Verwaltungsgericht Lüneburg
Urt. v. 23.01.2002, Az.: 1 A 16/01
Ausländer; Disziplinarmaßnahme; fristlose Entlassung ; Jude; Menschenwürde; Soldat
Bibliographie
- Gericht
- VG Lüneburg
- Datum
- 23.01.2002
- Aktenzeichen
- 1 A 16/01
- Entscheidungsform
- Urteil
- Referenz
- WKRS 2002, 42858
- Entscheidungsname
- [keine Angabe]
- ECLI
- [keine Angabe]
Rechtsgrundlagen
- § 8 SG
- Art 1 Abs 1 GG
Amtlicher Leitsatz
Leitsatz
Entlassung eines Soldaten aus der Bundeswehr
Gründe
2. In Übereinstimmung mit den angefochtenen Bescheiden geht die Kammer davon aus, dass der Kläger seine Dienstpflichten verletzt hat. Das steht aufgrund der Disziplinarmaßnahme des Staffelchefs der 5./Flugabwehrraketengruppe 26 vom 1. August 2000, die seit dem 16. August 2000 unanfechtbar ist, bindend fest. Die Bindungswirkung bezieht sich dabei nicht nur auf die verhängte Disziplinarmaßnahme als solche, sondern auch auf den der Maßnahme unterliegenden Sachverhalt, soweit er den Gegenstand der Entscheidung bestimmt hat (BVerwGE 69, 334/339; BVerwG, DVBl. 1984, 959; OVG Lüneburg, Urt. v. 24.2.1988 - 13 OVG A 19/86 -). Deshalb ist auch in diesem Streitverfahren um die Entlassung des Klägers davon auszugehen, dass dieser die mit einer Buße von 600,- DM belegten Äußerungen - "scheiß-" oder "dreckige Judengöre" - nebst Androhen von Schlägen abgegeben hat. Im Übrigen sind diese Äußerungen durch Zeugen belegt und vom Kläger selbst in dem Sinne bestätigt worden, dass er von "dreckigen Juden" oder "dreckigen Ausländern" gesprochen haben will (Niederschriften v. 26.7.00 und v. 31.7.00), was er als "schlimm genug" empfunden hat (Niederschrift v. 31.7.00).

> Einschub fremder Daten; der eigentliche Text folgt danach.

PR #10497, opened 2022-11-11
AssetsDefinition.configured (nonurgent)

clairelin135:
Updates `AssetsDefinition` to be configurable via `.configured`.

The intention is for an asset to be reusable multiple times within the same repository, e.g.:
```
@asset(config_schema={"hyperparameter": float})
def my_model(context):
    return context.op_config["hyperparameter"]

@repository
def my_repo():
    return [
        hyperparam_model,
        hyperparam_model.configured({"hyperparameter": 0.5}, "model_05")   # has asset key AssetKey("model_05")
        hyperparam_model.configured({"hyperparameter": 0.5}, "model_075")  # has asset key AssetKey("model_075")
   ]
```

This PR does a couple things:
- For assets generated with `@asset`:
    -  Accepts a new name. Since these assets use the name to generate the asset key, duplicates the op with the new name, populates config, and replaces the asset key with an asset key constructed from the new name
 - For `@multi_assets`:
    - Duplicates the inner op with the new name and populates config. If users want to change the output asset keys, they can override the keys with the `.with_prefix_or_group_name` method (which we should probably rename)
 - For graph-backed assets:
    - `AssetsDefinition.from_graph` does not accept config. So this method throws an error, instead asking users to do something like: `AssetsDefinition.from_graph(your_graph.configured(...))`

### DIFF
--- a/python_modules/dagster/dagster/_core/definitions/assets.py
+++ b/python_modules/dagster/dagster/_core/definitions/assets.py
@@ -2,6 +2,7 @@ import warnings
 from typing import (
     TYPE_CHECKING,
     AbstractSet,
+    Any,
     Dict,
     Iterable,
     Iterator,
@@ -17,8 +18,10 @@ import dagster._check as check
 from dagster._annotations import public
 from dagster._core.decorator_utils import get_function_params
 from dagster._core.definitions.asset_layer import get_dep_node_handles_of_graph_backed_asset
+from dagster._core.definitions.configurable import NamedConfigurableDefinition
 from dagster._core.definitions.events import AssetKey
 from dagster._core.definitions.freshness_policy import FreshnessPolicy
+from dagster._core.definitions.graph_definition import GraphDefinition
 from dagster._core.definitions.metadata import MetadataUserInput
 from dagster._core.definitions.partition import PartitionsDefinition
 from dagster._core.definitions.utils import DEFAULT_GROUP_NAME, validate_group_name
@@ -30,6 +33,7 @@ from dagster._utils.backcompat import (
     experimental_arg_warning,
 )
 
+from .definition_config_schema import IDefinitionConfigSchema
 from .dependency import NodeHandle
 from .events import AssetKey, CoercibleToAssetKeyPrefix
 from .node_definition import NodeDefinition
@@ -52,7 +56,7 @@ if TYPE_CHECKING:
     from .graph_definition import GraphDefinition
 
 
-class AssetsDefinition(ResourceAddable):
+class AssetsDefinition(ResourceAddable, NamedConfigurableDefinition):
     """
     Defines a set of assets that are produced by the same op or graph.
 
@@ -534,6 +538,10 @@ class AssetsDefinition(ResourceAddable):
     def metadata_by_key(self):
         return self._metadata_by_key
 
+    @property
+    def config_schema(self) -> Optional[IDefinitionConfigSchema]:
+        return self.node_def.config_schema
+
     @public
     def get_partition_mapping(self, in_asset_key: AssetKey) -> PartitionMapping:
         with warnings.catch_warnings():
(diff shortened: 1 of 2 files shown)


clairelin135:
In response to issue https://github.com/dagster-io/dagster/issues/9359

python_modules/dagster/dagster/_core/definitions/assets.py
```diff
@@ -855,6 +862,50 @@ def with_resources(self, resource_defs: Mapping[str, ResourceDefinition]) -> "As
...
+            partition_mappings=self._partition_mappings,
+            asset_deps=self._asset_deps,
+            selected_asset_keys=self._selected_asset_keys,
+            can_subset=self._can_subset,
+            resource_defs=self._resource_defs,
+            group_names_by_key=self.group_names_by_key,
+            metadata_by_key=self._metadata_by_key,
+            freshness_policies_by_key=self.freshness_policies_by_key,
+        )
+        if len(configured_asset.keys) == 1 and self.node_def.name.endswith(
```
sryza, line 894: Will we silently ignore the name parameter in situations where this doesn't hold true?

clairelin135: no, the name of the underlying op/graph within the asset will have the new name. We just won't replace the output asset keys since it's unclear what the new asset keys should be, or if they should be changed at all

dpeng817, line 894: does `self.node_def.name.endswith(configured_asset.key.path[-1])` always guarantee equality? It seems like there's some (admittedly pathological) cases where this might let through assets that were created by using `AssetsDefinition` manually rather than using the `@asset` decorator.

python_modules/dagster/dagster_tests/core_tests/test_configured.py
```diff
@@ -35,3 +55,156 @@ def mypipeline():
...
+        result.asset_materializations_for_node("prefix__my_asset")
+    ) == [AssetKey(["prefix", "my_asset"])]
+    assert get_asset_keys_from_materializations(
+        result.asset_materializations_for_node("configured_hello")
+    ) == [AssetKey(["prefix", "configured_hello"])]
+    assert get_asset_keys_from_materializations(
+        result.asset_materializations_for_node("configured_hi")
+    ) == [AssetKey(["prefix", "configured_hi"])]
+
+
```
dpeng817, line 101: what happens when an asset is constructed without a decorator (assuming that is a pattern we support)? As mentioned in another comment, I think you can construct some pathological cases here where it's not sufficient to assume that the name / asset key are equivalent.

dpeng817 (changes requested):
I'm wary about the `multi_asset` bit here - it seems that if a user calls configured on a multi_asset, they literally always need to call `with_prefix_or_group_name` in order to not create a footgun, where two assets are producing the same keys. I think we should strongly consider folding the output key overridding behavior into configured directly here, and force its usage for multi_assets. Requesting changes to spur discussion / move from queue.

sryza:
I share @dpeng817 's point that we should think deeply about the right behavior here for overriding asset keys. IMO it's undesirable that the asset keys get overridden when you have a single-asset but not a multi-asset. What about requiring that the user supplies overrides all the asset keys?

A couple additional thoughts:
- Almost nobody uses config-mapping and we could probably get away without supporting it if that makes things easier.
- I suspect the main use case for configuring assets at definition time does _not_ involve the same asset getting configured multiple times. People just want to be able to specify some of their asset's behavior in YAML and have it represented in the UI. So I think it's burdensome to require them to specify a new name every time they do this.

Here's an example user request: https://dagster.slack.com/archives/C01U5LFUZJS/p1670515667480569?thread_ts=1670403685.794129&cid=C01U5LFUZJS

> I remember a few months back when we floated the idea of a .configured method attached to AssetsDefinitions. This would definitely solve my use case, although for how I’ve developed thus far, I haven’t needed to keep different configurations of the same asset at the same time, so even just having a config flag on the decorators or .from_graph method (analog to @job(config={}) would already be enough.
> For more context, all the assets I’ve written thus far take some form of mandatory configuration. From fairly basic like the example with the compounds, to more complex in case they rely on the same underlying API and need to hit different endpoints and process the data in different ways.

Maybe we should just add a `config` parameter to `@asset` etc.?

cmpadden:
Hey @clairelin135 - slowly reviewing our backlog of pull requests.

Is this change still relevant, or can it be closed at this point? If it is, let me know, and I can assist in resolving conflicts.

Durch die Äußerungen hat der Kläger seine Pflicht gem. § 8 SG verletzt, durch sein gesamtes Verhalten für die Erhaltung der freiheitlich-demokratischen Grundordnung einzutreten, zu der u.a. vor allem die im Grundgesetz konkretisierten Menschenrechte gehören. Der Kläger hat im Kameradenkreis nicht nur die herausragende Bedeutung der Würde eines jeden Menschen (Art. 1 Abs. 1 GG), dem höchsten Rechtswert innerhalb der verfassungsmäßigen Ordnung (BVerfGE 45, 187/227), in grober Weise missachtet und verletzt, sondern das nun gerade auch in Bezug auf solche Menschen getan, die Anlass und Ausgangspunkt dafür waren, in Reflexion auf ein totalitäres Regime speziell die Unantastbarkeit der Menschenwürde als Mahnung an den Anfang des Grundgesetzes zu stellen. Der in jeder Weise unantastbaren Menschenwürde ist so die Funktion eines "tragenden Konstitutionsprinzips" (BVerfGE 6, 32/36) verliehen worden, das alle Bestimmungen des Grundgesetzes beherrscht und bestimmt. Dieser grundlegenden Bestimmung des Art. 1 Abs. 1 GG, die für das deutsche Grundrechts- und Menschenrechtsverständnis von ganz elementarer Bedeutung ist und die aus historischen Gründen nicht hoch genug eingeschätzt werden kann, hat der Kläger in einer - wie er selbst sagt - "schlimmen" Weise zuwider gehandelt. Es steht außer Frage, dass er damit eine gravierende Dienstpflichtverletzung begangen hat (vgl. dazu auch BVerwG, ZBR 1984, 351 = RiA 1985, 70 [BVerwG 24.01.1984 - BVerwG 2 WD 40/83]; BVerwG, Urt. v. 1.6.1983 - 2 WD 48/82 - ). Diese wird ergänzt durch die sonstigen Dienstpflichtverletzungen - achtungswürdiges Verhalten in und außer Dienst (§ 17 Abs. 2 SG), Pflicht zur Beispielhaftigkeit, § 10 Abs. 1 SG usw. - , die das Gesamtbild abrunden.